Barry Jenkins won an Academy Award for directing “Moonlight” and was nominated for “If Beale Street Could Talk.” His latest project is a multi-part adaptation of National Book Award winner Colson Whitehead’s “The Underground Railroad.” Washington Post opinions columnist Michele Norris speaks with Jenkins about the series, the lessons of history and the challenge of depicting its darker chapters.
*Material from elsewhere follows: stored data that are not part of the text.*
PR #5052, opened 2024-08-08
Allow CWL workflows to have jobs use all of a Slurm node's memory

### LINKED ISSUE #4971: toil-cwl-runner used to allow `--defaultMemory 0`, which has special meaning to Slurm, but now no longer does
I recently noticed that it is no longer possible to pass `--defaultMemory 0` to `toil-cwl-runner`. There's a check in place that enforces its value to be 1 or more. AFAICS this poses a problem when using Slurm, because you need to pass `--mem=0` to `sbatch` to instruct Slurm to use all available memory. 

See also: https://matrix.to/#/!sSMDDqTXkxpNofyjTR:gitter.im/$2MQRCwBC00tLV7ODhHvTHt73jEccTQnm0fL3u7BYwPA?via=gitter.im&via=matrix.org

┆Issue is synchronized with this [Jira Story](https://ucsc-cgl.atlassian.net/browse/TOIL-1590)
┆Issue Number: TOIL-1590

adamnovak:
This should fix #4971. Instead of `--defaultMemory 0`, to run CWL jobs that lack their own `ramMin` with a full Slurm node's memory, you would now pass `--no-cwl-default-ram --slurmDefaultAllMem=True`.

This might cause some new problems:
- Other internal CWL runner jobs that expected to use the default memory would now use all the memory on their node, if submitted to the cluster.
- Now we use the CWL spec's required default memory for jobs that don't specify a limit, instead of `--defaultMemory` *unless* the user passes `--no-cwl-default-ram`. Previously I *think* we were ignoring the spec and always using the Toil `--defaultMemory`. This might break some workflow runs that used to work because of us giving them more memory than the spec said to.

Also, #4971 says we're supposed to implement a real framework for doing this kind of memory expansion across all batch systems that support it. But I didn't want to add a new bool flag onto `Requirer` for such a specific purpose. Probably if we need it we should combine it with preemptible somehow into a tag/flag system. Or we could implement memory range requirements and allow the top of the range to be unbounded, or treat some threshold upper limit as "all the node's memory" in the Slurm batch system.

## Changelog Entry

* Toil now has a `--slurmDefaultAllMem` option to run jobs lacking their own memory requirements with Slurm's `--mem=0`, so they get a whole node's memory.
* `toil-cwl-runner` now has `--no-cwl-default-ram` (and `--cwl-default-ram`) to control whether the CWL spec's default `ramMin` is applied, or Toil's own default memory logic is used.
* The `--dont_allocate_mem` and `--allocate_mem` options have been deprecated and replaced with `--slurmAllocateMem`, which can be `True` or `False`.

## Reviewer Checklist

        ```
        ```

## Merger Checklist


adamnovak:
I still need to manually test this to make sure it actually does what it is meant to do.

adamnovak:
I wrote a test for this and it does indeed seem to issue jobs that ask for whole Slurm nodes when I use the two new options together.

I also fixed Slurm job cleanup when a workflow is killed; it wasn't doing that before because shutdown() wasn't doing any killing in `AbstractGridEngineBatchSystem`. I needed this for the test to not leave behind pending jobs when there aren't any free entire cluster nodes.

adamnovak:
@DailyDreaming Can you review this?

docs/appendices/environment_vars.rst
```diff
@@ -131,6 +131,9 @@ There are several environment variables that affect the way Toil runs.
 | TOIL_GOOGLE_PROJECTID            | The Google project ID to use when generating       |
 |                                  | Google job store names for tests or CWL workflows. |
 +----------------------------------+----------------------------------------------------+
+| TOIL_SLURM_ALLOCATE_MEM          | Whether to akllocate memory in Slurm with --mem.   |
```
DailyDreaming, line 134: akllocate

docs/appendices/environment_vars.rst
```diff
@@ -143,6 +146,8 @@ There are several environment variables that affect the way Toil runs.
 |                                  | jobs.                                              |
 |                                  | There is no default value for this variable.       |
 +----------------------------------+----------------------------------------------------+
+| TOIL_SLURM_TIME                  | Slurm job time limit, in [DD-]HH:MM:SS format.     |
```
DailyDreaming, line 149: An example might be useful (literally adding `e.g. TOIL_SLURM_TIME="04:00:00" for 4 hours`, assuming that this produces a 4 hour time limit), or a link to SLURM docs if this is a direct alias for a slurm arg.

docs/cwl/running.rst
```diff
@@ -91,9 +91,17 @@ printed to the stdout stream after workflow execution.
...
 
-``--disable-streaming``: Does not allow streaming of input files. This is enabled
-by default for files marked with ``streamable`` flag True and only for remote files
-when the jobStore is not on local machine.
+Extra Toil CWL Options
+++++++++++++++++++++++
+
+Besides the normal Toil options and the options supported by cwltool, toil-cwl-runner adds some of its own options:
+
+  --bypass-file-store   Do not use Toil's file store and assume all paths are accessible in place from all nodes.
```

Being present and filming in locations where African Americans were enslaved, Jenkins felt the distance between himself and his ancestors shrink. “I had never been in a cotton field before prepping for this show. It was fascinating to see what cotton actually looks like, to reach down and touch… the branches… It was really fascinating to go to a plantation, to all these different spaces… I’ve been to Krakow, Poland, and didn’t go to Auschwitz, was over there for a film festival, but even being in that space, there’s something you feel. And for whatever reason, because of the way this history is taught in schools, I just wasn’t prepared for how heavy the level of synesthesia that would arise from just physically being in these spaces. And then we’re recreating these images in the spaces… in the state of Georgia, and some of the spaces where these things happened. It was, it was overwhelming at times. I went through a whole range of emotions, but one of those ranges was there was this distance between myself and my ancestors I feel before making this show, and over the process of making it, that distance… just shrank and shrank and shrank and shrank until it sort of felt like it became like this [holds hands tightly together].” (Washington Post Live)
The director said he wanted the series to expand on the complexity of the lives of those who had been enslaved and the sacrifices they endured “The show over the course of its ten episodes seeks to recontextualize, to fill in this very flat depiction of who they were, and recontextualize and repurpose that image to show what they did, who they were, how they lived and how they endured. We think of sacrifice as this thing that’s wrought in death, and I think in this case–if there’s anything I’ve learned about my ancestors it’s this–the sacrifice was in living. And I wanted to really give a three-dimensional depiction of the lives that they lived.” (Washington Post Live)
The director discussed how he carefully deliberated whether and how to adapt Colson Whitehead’s novel into a series. “I was thinking in recreating this era, in recreating these images, you know, what am I going to do to the cast and crew who are tasked with embodying these characters. It was a combination of all those different things, trying to have the moral, the ethical conversation with myself about why I wanted to make this, and then also too, really debating if it was necessary to give voice to this very turbulent time in our nation’s history, even through the magical realist, alternative… history gaze given to us by the brilliant Colson Whitehead.” (Washington Post Live)

Barry Jenkins

Provided by Barry Jenkins.

Academy Award winner Barry Jenkins’ feature film debut, MEDICINE FOR MELANCHOLY, was hailed as one of the best films of 2009 by The New York Times and received several Independent Spirit and Gotham Award nominations. In 2019, along with playwright Tarell Alvin McCraney, Jenkins received an Academy Award for Best Adapted Screenplay for his second feature the Academy Award and Golden Globe winning Best Picture MOONLIGHT. As well as earning eight Academy Award nominations, ten Broadcast Critics Choice Awards nominations, six Golden Globe nominations and four BAFTA nominations, MOONLIGHT won Best Picture and Director at the Gotham Awards and Best International Film by the British Independent Film Awards. In addition to NYFCC and NBR awarding Jenkins Best Director and LAFCA naming him Best Director and the film Best Picture, Jenkins received a DGA Best Director nomination and won the WGA Award for Best Original Screenplay. His third feature, the adaptation of James Baldwin’s IF BEALE STREET COULD TALK went on to receive three Academy Award nominations and won Best Picture at the Independent Spirit Awards. Jenkins also received the Independent Spirit Award for Best Director. Jenkins’ next feature film projects include a follow up to THE LION KING for Walt Disney Studios as well as a biopic of famed choreographer, Alvin Ailey, for Searchlight Pictures.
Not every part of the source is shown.